More about Irises and Moth

Contributor

Irises and Moth is just as original as it was when Kiitsu made it, with ink on a silk scroll, around 1850 CE.

The relationship between iris and moth stays relevant, especially if you're a gardener dealing with a case of parasitic iris borer moths, which you can fight with nematodes. There are two ways to display this scroll: you can mount it or you can attach knobs to it and hang it, which makes its overall size about three times the size of the image itself. As of this writing, the Met is not displaying it publicly, so they don't need to decide whether to show it in scroll mode or mounted mode. In keeping with the general movement of the Rimpa school in which he worked, Kiitsu has shown us a scene of irises and a moth removed from their environment, as if in a laboratory. This work is undated, like nearly all of his works, and signed with the name "Seisei," which means "spiritual refinement." Tsuji Nobuo has developed a system of dating Kiitsu works by his changing signatures; "Seisei" indicates that this is a late-career piece. 

By removing the background in which you might find such a scene, the artist is directing our attention toward the relationship between each of the elements of the work, rather than any individual, central, controlling influence. For example, what is the focal point of this work? Where are you supposed to look? The moth is a little too humble of a creature to be the star of the show, and it wavers at the periphery of the composition, unsure of itself. The flowers, like Kiitsu's Morning Glories and the earlier Rimpa work Ogata Korin's Irises, are evenly spaced, suggesting the influence of architecture. In fact, the late Mary Griggs Burke, who initially brought this piece from Japan to New York, became interested in Japanese art through her architectural work with Walter Gropius, who was working in Japan at the time and designing a house for her in the States. That's the beginning of the "long answer" she gives as to why she amassed such an enormous collection of Japanese art that she had to rent an entire Upper East Side apartment and hire a curatorial staff for it. Not many people can afford a view of central park, but Irises and Moth could. 

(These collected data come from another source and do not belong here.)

PR #2125, opened 2019-12-01
Make docs' examples a sub-project with `includedBuild`

bsideup:
To avoid issues with BOM and publishing, we should not include `examples` and `docs` into our main build.
Examples is already a sub-project that uses `includeBuild`, and this PR makes `docs` a sub-project too.

### DIFF
--- a/azure-pipelines.yml
+++ b/azure-pipelines.yml
@@ -10,6 +10,26 @@ jobs:
         tasks: 'testcontainers:check'
         publishJUnitResults: true
         testResultsFiles: '**/TEST-*.xml'
+  - task: Gradle@2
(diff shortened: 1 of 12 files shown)


rnorth:
It's a bit of a shame that we no longer have the docs examples included in the same build as the rest of the source code. Unless I'm missing something, it means that it's necessary for people to import into IDEs as a composite build, which is fiddly and usually won't get done. 

As a result, it's either harder for people to contribute changes or there's a longer feedback cycle.

Is there any other way? Or, is there a way that we can 'flip' the dependency graph of the composite build so that only one project (the root project) needs to be imported into IDEs?

PR #2126, opened 2019-12-01
add healthcheck property

### LINKED ISSUE #1529: Support Healthcheck specification at container launch time or a wait strategy for a command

Burke's maternal grandfather, Crawford Livingston, was a Midwest railroad tycoon, or, in her words, a "robber baron." Once an emeritus trustee of the Met, Burke epitomizes Leo Castelli's maxim that great collectors are as rare as great artists. She was proud of her eccentricities—her famous "short answer" explaining her fascination with Japanese art, quoted in her New York Times obituary, is that "it's a deep neurotic need better left unanalyzed." Better for her, I guess. In the extended interview from which the Times pulls this quote, Burke says that she was interested in Japan partly because it was not yet a tourist attraction and, at that time in the mid-'50's, it was barely rebuilding after the devastating bombs that the U.S. dropped during the war. A student of the painter Bradley Walker Tomlin and the mythologist Joseph Campbell (famous for his "Hero's Journey" theory of literature), Burke married a typesetter and book designer the year after her first sojourn in Japan, of whom she said, "I've often accused him of marrying me for my house because he seemed to like it so much!"